Work to complete: Nothing is needed except the lines below that run from the one with "self._inherited_host_tensors = inherited" through the one with "in every child", repeated exactly.

Provided records:
PR #2422, opened 2026-08-18
perf(runtime): name fork-inherited host memory instead of staging it

lterrac:
## What

`copy_to` / `copy_from` stage every device copy through a simpler-owned POSIX-shm Buffer plus a full host→host `memmove` of the payload. `alloc_tensor` is `malloc` + `copy_to`, so a resident weight set is copied once on the host before any byte reaches a chip — 346.6 GB of it for DeepSeek V4 Flash W8A8.

The staging is deliberate and worth keeping: it is what lets an ordinary post-fork tensor be a legal endpoint (`_require_copy_host_tensor`). But a range registered through `inherited_host_tensors` does not need it — that memory predates the fork, so every child already holds it at the same virtual address and `simpler.buffer.wrap_fork_inherited` can name it in place. So this is a fast path, not a change of contract:

| range | naming | staged instead |
|---|---|---|
| fork-inherited, `MAP_SHARED` | `FORK_SHM`, `READWRITE`, either direction | — |
| fork-inherited, `MAP_PRIVATE` | never | always — see below |
| anything else | — | always, exactly as today |

**Correction after review (thanks @codex-reviewer).** The first revision of this PR also named `MAP_PRIVATE` ranges as `FORK_COW` for uploads. That was wrong, and not just conservatively so: copy-on-write leaves the child reading its pre-fork snapshot, so a parent that registers a tensor through `inherited_host_tensors` and then writes to it would have uploaded the *old* bytes, silently. Staging is not a fallback for private ranges — it is the correct behaviour, because its `memmove` runs in the parent and therefore reads the current contents. The fast path is now restricted to `MAP_SHARED`, and `FORK_COW` is not used at all.

The backend kind is a classification the caller must make rather than something inferred from the access mode, so it is recorded at registration time, where the tensors are still in hand, as `(start, end, is_shared)` spans that a bare address is resolved against per copy. Ranges are wrapped individually rather than offset into a whole-tensor Buffer because a Buffer carries no offset: a shard's address is interior to its stacked tensor, so per-range wrapping is what keeps one shard's copy from moving the whole stack. The spans are dropped in `release_inherited_host_tensor_refs` and in `close`, so a copy after the parent releases its references stages instead of naming memory nobody vouches for.

> [!WARNING]
> **The numbers below do not reproduce on the current revision.** Restricting the fast path to `MAP_SHARED` also switched off the DeepSeek case: the prepacked sidecar is `MAP_SHARED` at the OS level but `torch.is_shared()` reports `False` for an `mmap` + `from_numpy` storage, so those ranges are now staged rather than named. `is_shared()` is the wrong predicate, and the fix needs an API decision — see [this comment](https://github.com/hw-native-sys/pypto/pull/2422#issuecomment-5342087994). Treat the table as what the mechanism is worth once the predicate is right, not as what this diff currently does.

## Measured

Current `main` (`49ed7797` + Simpler `1f27a157`), DeepSeek V4 Flash W8A8, 8 × 910B2, 346.6 GB resident, warm kernel cache, `pypto-serving` `71fd275`, `pypto-lib` `f0d352e`, PTOAS v0.57. #2292 is applied on both sides, so the shard upload is concurrent either way and this change is the only variable; the variant is swapped in site-packages between runs, so the kernel cache is warm and identical.

| | resident upload | `model loaded` |
|---|---|---|
| `main` + #2292 | 102.8s | 123.3s |
| + this change | **31.7s** | **39.1s** |
| | 3.24× | 3.15× |

A cold run of the same configuration puts the upload window (`kernel-cache STORED` → `resident main weights uploaded`) at 19.3s; the 31.7s above was taken while other jobs shared the node, so it is the conservative number of the two.

**Please read the absolutes as setup-dependent, not as a property of this change.** `pypto-serving`#134 measured the same class of host-copy cost at ~492s on one node and ~62s on another, with page-cache state, mount and driver all mattering. What transfers is the mechanism: one full copy of the payload, removed rather than parallelised. On a setup where the copy is cheap the win is smaller, but it should not be negative anywhere.

## Not fixed here

DeepSeek V4 decode stalls after the first token on `main` — see #2354. It reproduces with and without this change, and with and without #2292, so it is independent of both; it is mentioned only because it is visible in every run above (`req 0: TRUNCATED 1/32`). Startup, upload and prefill are healthy.

## Testing

`pre-commit` clean (including `pyright`). Exercised end to end by the runs above: the fast path is what carries all 346.6 GB, and staging still carries every post-fork copy on the same runs.

`TestNamedInheritedHostRanges` in `tests/ut/runtime/test_distributed_worker.py` covers the span-resolution boundary: a contained shared range is named (`FORK_SHM` + `READWRITE`, no staging buffer created), a private range is staged **and the staged bytes are the parent's current contents** — that one is the regression guard for the correction above — plus partial overlap, the D2H direction, staging resuming after `release_inherited_host_tensor_refs()`, and distinct buffer identities per call.

The seconds above were measured on the first revision, which named those ranges. I had reasoned that the current revision would be unaffected because the sidecar is `MAP_SHARED`; that reasoning was wrong, for the `torch.is_shared()` reason in the warning above. It is a good illustration of why the caveat was worth stating: the re-measurement I offered is what would have caught it, and it still needs to happen once the predicate is fixed.

### DIFF
--- a/python/pypto/runtime/distributed_runner.py
+++ b/python/pypto/runtime/distributed_runner.py
@@ -1525,6 +1525,18 @@ class DistributedWorker(Worker):
         )
         self._buffer_owner_id: bytes | None = None
         self._buffer_id_seq = 0
+        # One identity per host *range*, not per copy. Both properties this buys are load
+        # bearing: a consumer's ImportRegistry only drops an entry when the owner releases the
+        # Buffer, which a named copy never does, so minting per copy would leave one permanent
+        # ImportedBuffer per copy in every chip child — unbounded for a per-step D2H read-back.
+        # And re-copying the same range must reuse its identity, because one identity may name
+        # only one backing: `materialize` refuses a second descriptor for an identity it has
+        # already handed out.
+        self._named_identities: dict[tuple[int, int], tuple[bytes, int]] = {}
+        # Minting is not atomic (`+=` is load/add/store, and the lazy owner mint is
+        # check-then-act) while `alloc_stacked_tensor` runs one thread per chip through this
+        # path, so the cache and the counter are guarded together.
+        self._named_identity_mu = threading.Lock()
         self._persistent = bool(persistent)
         self._reset_persistent_windows = reset_persistent_windows
         self._persistent_error: BaseException | None = None
@@ -2179,18 +2191,36 @@ class DistributedWorker(Worker):
             return 0
         return int(self._w.committed_device_memory(worker_id))
 
-    def _next_buffer_identity(self) -> tuple[bytes, int]:
-        """Mint the ``(owner_instance_id, buffer_id)`` pair a named host range needs."""
+    def _buffer_identity_for(self, host_ptr: int, nbytes: int) -> tuple[bytes, int]:
+        """Return the stable ``(owner_instance_id, buffer_id)`` naming this host range.
+
+        Keyed on the range rather than counted per call, so a range copied N times keeps one
+        identity: the consumer's ``ImportRegistry`` refuses a second descriptor for an identity
+        it has already materialized, and it only drops an entry when the owner releases the
+        Buffer — which the named path never does, since it hands out the caller's own mapping.
+        Per-copy identities would therefore both collide on a re-copy and grow a child's
+        registry without bound. Distinct sub-ranges of one registered tensor still get distinct
+        identities, which is what a sharded upload needs.
+
+        Held under a lock because ``alloc_stacked_tensor`` drives this from one thread per chip.
+        """
         from simpler.buffer import (  # noqa: PLC0415  # pyright: ignore[reportMissingImports]
             mint_owner_instance_id,
         )
 
-        owner = self._buffer_owner_id
-        if owner is None:
-            owner = mint_owner_instance_id()
-            self._buffer_owner_id = owner
-        self._buffer_id_seq += 1
-        return owner, self._buffer_id_seq
+        key = (int(host_ptr), int(nbytes))
+        with self._named_identity_mu:
+            cached = self._named_identities.get(key)
+            if cached is not None:
+                return cached
+            owner = self._buffer_owner_id
+            if owner is None:
+                owner = mint_owner_instance_id()
+                self._buffer_owner_id = owner
+            self._buffer_id_seq += 1
+            identity = (owner, self._buffer_id_seq)
+            self._named_identities[key] = identity
+            return identity
 
     def _named_host_buffer(self, host_ptr: int, nbytes: int) -> Any:
         """Name a fork-inherited MAP_SHARED host range in place, or ``None`` to stage it.
@@ -2222,7 +2252,7 @@ class DistributedWorker(Worker):
         for start, stop, is_shared in self._inherited_host_spans:
             if host_ptr < start or end > stop or not is_shared:
                 continue
-            owner, buffer_id = self._next_buffer_identity()
+            owner, buffer_id = self._buffer_identity_for(host_ptr, nbytes)
             return wrap_fork_inherited(
                 host_ptr,
                 nbytes,
@@ -2394,6 +2424,8 @@ class DistributedWorker(Worker):
         # No later copy may name these ranges: the parent has dropped its references, so a
         # copy after this point stages rather than wrapping memory nobody vouches for.
         self._inherited_host_spans = ()
+        with self._named_identity_mu:
+            self._named_identities.clear()
 
     def copy_stacked_from(self, stacked: StackedDeviceTensor, host: torch.Tensor) -> None:
         """Read every shard of *stacked* back to *host* (D2H) — the read-back
@@ -2708,6 +2740,7 @@ class DistributedWorker(Worker):
             finally:
                 self._inherited_host_tensors = ()
                 self._inherited_host_spans = ()
+                self._named_identities.clear()
                 self._persistent_domains_by_program.clear()
                 if self._close_complete:
                     self._device_buffers.clear()
--- a/python/pypto/runtime/distributed_runner.py
+++ b/python/pypto/runtime/distributed_runner.py
@@ -1510,12 +1510,11 @@ class DistributedWorker(Worker):
         self._inherited_host_tensors = inherited
         # `copy_to` / `copy_from` stage through a simpler-owned shm Buffer so an ordinary
         # post-fork tensor is a legal endpoint. That relaxation costs one full copy of the
-        # payload, which a fork-inherited range does not need: it is present in every child
-        # at the same virtual address and can be named in place. Record the classification
-        # here, where the tensors are still in hand — MAP_SHARED (`FORK_SHM`) may serve as
-        # an output, MAP_PRIVATE (`FORK_COW`) is read-only because a child's write would
-        # split the page into a copy the parent never sees — as (start, end, is_shared)
-        # spans that a bare address can be resolved against later.
+        # payload, which a fork-inherited MAP_SHARED range does not need: parent and child
+        # see the same pages, so it can be named in place. Whether a range is MAP_SHARED is
+        # the caller's to know and cannot be inferred from an address, so record it here,
+        # where the tensors are still in hand, as (start, end, is_shared) spans. A
+        # MAP_PRIVATE range is deliberately left to staging — see `_named_host_buffer`.
         self._inherited_host_spans: tuple[tuple[int, int, bool], ...] = tuple(
             (
                 tensor.data_ptr(),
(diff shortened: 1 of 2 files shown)


python/pypto/runtime/distributed_runner.py
```diff
@@ -2162,12 +2180,61 @@ def committed_device_memory(self, worker_id: int = 0) -> int:
...
+                # so fall through rather than refusing the copy.
+                return None
+            owner, buffer_id = self._next_buffer_identity()
+            return wrap_fork_inherited(
+                host_ptr,
+                nbytes,
+                owner,
+                buffer_id,
+                access=AccessMode.READWRITE if is_shared else AccessMode.READ,
+                backend_kind=BackendKind.FORK_SHM if is_shared else BackendKind.FORK_COW,
```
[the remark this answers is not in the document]
lterrac: You're right, and this is the case the change got wrong. Copy-on-write freezes the child's view at fork, while the staging `memmove` runs in the parent and therefore reads the current contents — so `torch.zeros(...)` registered through `inherited_host_tensors` and then `fill_(1)` would have uploaded zeros, silently. Not a corner I had covered: nothing in the API promises post-fork immutability for those entries, and I was not proposing to add that promise.

Fixed in ad89d408 by restricting the fast path to `MAP_SHARED` ranges, where parent and child see the same pages and naming changes nothing observable. `FORK_COW` is no longer used on this path at all, and `_named_host_buffer` lost its `writing` parameter with it — a private range now stages unconditionally, in both directions.

The measured win survives, which is what made the narrower rule easy: DeepSeek V4's 346.6 GB of resident weights arrive through a `MAP_SHARED` prepacked sidecar (`pypto-serving`#134 mapped it that way precisely so the upload would not copy), so it stays on the named path.

There is now a regression guard for exactly your scenario — `test_copy_to_stages_a_private_inherited_range` mutates the tensor after registration and asserts the staged bytes equal the parent's current contents.

lterrac:
@coderabbitai thanks — one taken, one declined, both in ad89d408.

**Span-boundary and released-reference tests: added.** `TestNamedInheritedHostRanges` in `tests/ut/runtime/test_distributed_worker.py` covers a fully contained shared range (named, `FORK_SHM` + `READWRITE`, no staging buffer created), a private inherited range (stages — see below), a range starting inside a span but running past its end (stages, because a Buffer must not vouch for more than the mapping it names), D2H on a shared range, staging resuming after `release_inherited_host_tensor_refs()`, and distinct buffer ids across two live names. 167 tests in that file pass.

The private-range case changed meaning while I was writing those tests, from Codex's P1 on the same lines: naming a `MAP_PRIVATE` range would have uploaded the child's pre-fork snapshot, so the fast path is now restricted to `MAP_SHARED` and there is no COW branch left to test.

**Per-file `PLC0415` ignore: declining, with numbers.** `python/pypto/runtime/distributed_runner.py` already carries **21** inline `# noqa: PLC0415` markers — mine are 2 of them — so inline suppression is this file's established convention, not an omission. Meanwhile `[tool.ruff.lint.per-file-ignores]` is used only for `E501`/`F841` on DSL test modules. Adding a file-wide ignore would silence the rule across 2,700 lines, losing the signal on a future accidental lazy import, and being consistent about it would mean deleting 21 markers this PR does not own. If maintainers would rather standardise on the per-file form, that is worth doing as its own change across the runtime package.

lterrac:
**Correction: as it stands this PR no longer buys the number in its own description, and the fix needs an API decision. Details below — please read before reviewing.**

Restricting the fast path to `MAP_SHARED` was the right call for the staleness bug, but it also switched off the case the PR exists for. Measured just now:

```
mmap(MAP_SHARED) + np.frombuffer + torch.from_numpy : is_shared() = False
torch.zeros(...).share_memory_()                     : is_shared() = True
torch.from_file(path, shared=True, size=...)         : is_shared() = True
plain tensor                                         : is_shared() = False
```

DeepSeek's 346.6 GB arrive through `pypto-serving`'s prepacked sidecar, which maps the file with `mmap.mmap(fd, 0, ACCESS_READ)` — genuinely `MAP_SHARED` at the OS level — and wraps it via `np.frombuffer` + `torch.from_numpy`. `torch.is_shared()` reports **False** for that storage, so with this revision those ranges are staged, not named, and the 102.8s → 31.7s in the description does not reproduce. The earlier revision did name them, which is why the measurement was both fast and correct: the mapping really is shared, so naming was safe — my classifier simply could not tell it apart from a private one.

So `is_shared()` is the wrong predicate. And on reflection the right predicate is not "shared vs private" either: what makes naming safe is that **nobody writes the range after the fork**. A `MAP_SHARED` range is safe unconditionally; an immutable `MAP_PRIVATE` range is equally safe, and a mutated one is unsafe in either mapping. Only the caller knows which it registered — and it does know: `pypto-serving`'s own helper is called `_inherited_host_weights` and documents its return as *"immutable main and MTP weights that must be visible at worker fork"*.

That suggests making the promise explicit rather than inferred, and I would rather agree the shape with you than push a guess:

1. a separate argument — `nameable_host_tensors=[...]` alongside `inherited_host_tensors`, documented as "the caller guarantees these are not written after `prepare()`; they are named in place instead of copied"; or
2. keep one argument and let entries carry the promise, e.g. `inherited_host_tensors=[(tensor, HostBackend.SHARED), ...]`; or
3. no new API: treat registration through `inherited_host_tensors` as already implying immutability — that is arguably what the parameter has always meant for uploads — and name every registered range, with `MAP_SHARED` detected where possible. This is the smallest diff and restores the number, but it makes the existing contract load-bearing in a way it currently is not enforced to be.

My preference is (1): it is explicit, it defaults to today's behaviour, and it keeps "the caller classifies the backend" — which is the rule the Buffer API already states — instead of inferring it. Happy to implement whichever you prefer.

Until that is settled I have left the code in its correct-but-slow state rather than restore the speedup on a predicate I now know is wrong. The description's numbers are marked accordingly.

python/pypto/runtime/distributed_runner.py
```diff
@@ -2162,12 +2179,70 @@ def committed_device_memory(self, worker_id: int = 0) -> int:
...
+        """Mint the ``(owner_instance_id, buffer_id)`` pair a named host range needs."""
+        from simpler.buffer import (  # noqa: PLC0415  # pyright: ignore[reportMissingImports]
+            mint_owner_instance_id,
+        )
+
+        owner = self._buffer_owner_id
+        if owner is None:
+            owner = mint_owner_instance_id()
+            self._buffer_owner_id = owner
+        self._buffer_id_seq += 1
```
YunjiQin: **Identity minting races the concurrent shard upload.**

`self._buffer_id_seq += 1` is not atomic in CPython (LOAD_ATTR / ADD / STORE_ATTR are separately interruptible), and the lazy `_buffer_owner_id` mint above is check-then-act.

This path is concurrent in exactly the configuration the PR measures. `alloc_stacked_tensor` uploads shards through `ThreadPoolExecutor(max_workers=len(ids))`, and each `_upload_shard` runs `alloc_tensor(init=host[i].contiguous())` → `copy_to` → `_named_host_buffer`. For a contiguous host tensor `host[i].contiguous()` is a view, so its address is interior to a registered span and the fast path engages — 8 chips means 8 threads minting identities against this counter. #2292 is applied on both sides of the measurement, so this is not a hypothetical arrangement.

The failure is a hard one rather than a silent one: two `Buffer`s sharing an identity but carrying different bodies make the child raise `ImportRegistry: identity ... is already materialized from a different descriptor` (`simpler/buffer.py:605-616`), i.e. the upload fails.

Identity allocation — both the sequence increment and the first-time owner mint — needs to be atomic with respect to concurrent `copy_to` / `copy_from`. `test_named_ranges_get_distinct_buffer_ids` asserts precisely the invariant that breaks here, but it is single-threaded and cannot observe it; a concurrent case is needed to guard this.

python/pypto/runtime/distributed_runner.py
```diff
@@ -2162,12 +2179,70 @@ def committed_device_memory(self, worker_id: int = 0) -> int:
...
+
     def copy_to(self, dst_dev_ptr: int, src_host_ptr: int, nbytes: int, *, worker_id: int = 0) -> None:
         """H2D copy: ``nbytes`` from host *src_host_ptr* to device *dst_dev_ptr*."""
         self._require_open("copy_to")
         dst = self._device_buffer(dst_dev_ptr, worker_id, "copy_to")
         if not isinstance(nbytes, int) or nbytes <= 0:
             raise ValueError(f"nbytes must be a positive int, got {nbytes!r}")
+        src = self._named_host_buffer(int(src_host_ptr), int(nbytes))
+        if src is not None:
+            self._w.copy_to(dst, src)
```
YunjiQin, line 2274: **A named Buffer is never released, so each child's `ImportRegistry` grows without bound.**

The staging path releases its Buffer in a `finally`; this path returns straight after the copy, and every named copy mints a fresh `buffer_id`. On the consumer side `ImportRegistry._by_identity` only drops an entry in `unregister()`, and the sole broadcaster of that is the owner's `release_buffer()` — `Worker.release_buffer` documents this explicitly ("tell every descendant to drop its own cached import"), and `unregister`'s own docstring calls it out as what keeps a long-lived endpoint from holding every backing it ever saw (`simpler/buffer.py:703-713`).

So each named copy leaves one permanent `ImportedBuffer` (descriptor included) in **every** chip child. During the resident upload that is one per tensor. The D2H direction is the sharper case: `copy_stacked_from` into an inherited shared host tensor — reading a resident KV cache back each step is routine in serving — leaks entries per step for the life of the process. Same applies to the `copy_from` early return at line 2261.

The number of live entries in a child's registry needs to be bounded by the number of distinct named ranges, not by the number of copies performed.

Worth noting that `test_named_ranges_get_distinct_buffer_ids` currently pins the behaviour that produces the growth. The invariant that actually matters is that *concurrently live* distinct ranges do not collide on one identity; the test should be restated in those terms.

YunjiQin (commented):
The mechanism is sound and the `MAP_PRIVATE` correction is the right call — `ImportRegistry` really does resolve `FORK_SHM` as `base = int.from_bytes(desc.body)` with no mapping and no copy, so the zero-copy premise holds, and per-range wrapping is the correct answer to `Buffer` carrying no offset.

Two issues I'd want resolved before this lands. Both are on the named path only; staging is unaffected.

python/pypto/runtime/distributed_runner.py
lterrac: Confirmed and fixed in b6789a9a. Both of your findings turned out to be the same mistake — minting an identity per *copy* rather than per *range* — so they are fixed together.

On this one specifically: you are right that the mint is not atomic and that the measured configuration is exactly the concurrent one. Worth adding that our own measurement went through this path with 8 threads and did *not* fail, so it was luck rather than evidence of safety — which is a good argument for the concurrent test you asked for, since the single-threaded one could never have shown it.

Identities are now cached on `(host_ptr, nbytes)` under a lock, so the mint and the cache lookup are atomic together. `test_concurrent_copies_of_distinct_ranges_never_share_an_identity` drives 64 distinct ranges through 8 threads and asserts the mapping stays one-to-one in both directions — a duplicate id makes the child refuse the import, a missing one breaks reuse.

python/pypto/runtime/distributed_runner.py
lterrac: Confirmed, and this is the half that made me change the design rather than add a release. Fixed in b6789a9a.

Releasing the named Buffer would have been wrong: the backing is the caller's own fork-inherited mapping, not something this Worker allocated, so there is nothing for it to unlink — and dropping the child's view after every copy would defeat the reuse the named path exists for. Keying the identity on `(host_ptr, nbytes)` gets the bound you asked for instead: a range copied N times keeps one name, so live entries are bounded by the number of distinct named ranges, and your `copy_stacked_from`-per-step case now reuses one identity per shard for the life of the process instead of adding one per step. The cache is dropped with the spans it names, in `release_inherited_host_tensor_refs` and in `close`.

You were also right that `test_named_ranges_get_distinct_buffer_ids` pinned the behaviour that produced the growth. It is gone, restated as the two invariants that matter: one range keeps one identity across copies, and distinct sub-ranges do not collide — the latter being what a sharded upload needs.

YunjiQin (approved):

Solved exercise:
         self._inherited_host_tensors = inherited
         # `copy_to` / `copy_from` stage through a simpler-owned shm Buffer so an ordinary
         # post-fork tensor is a legal endpoint. That relaxation costs one full copy of the
-        # payload, which a fork-inherited range does not need: it is present in every child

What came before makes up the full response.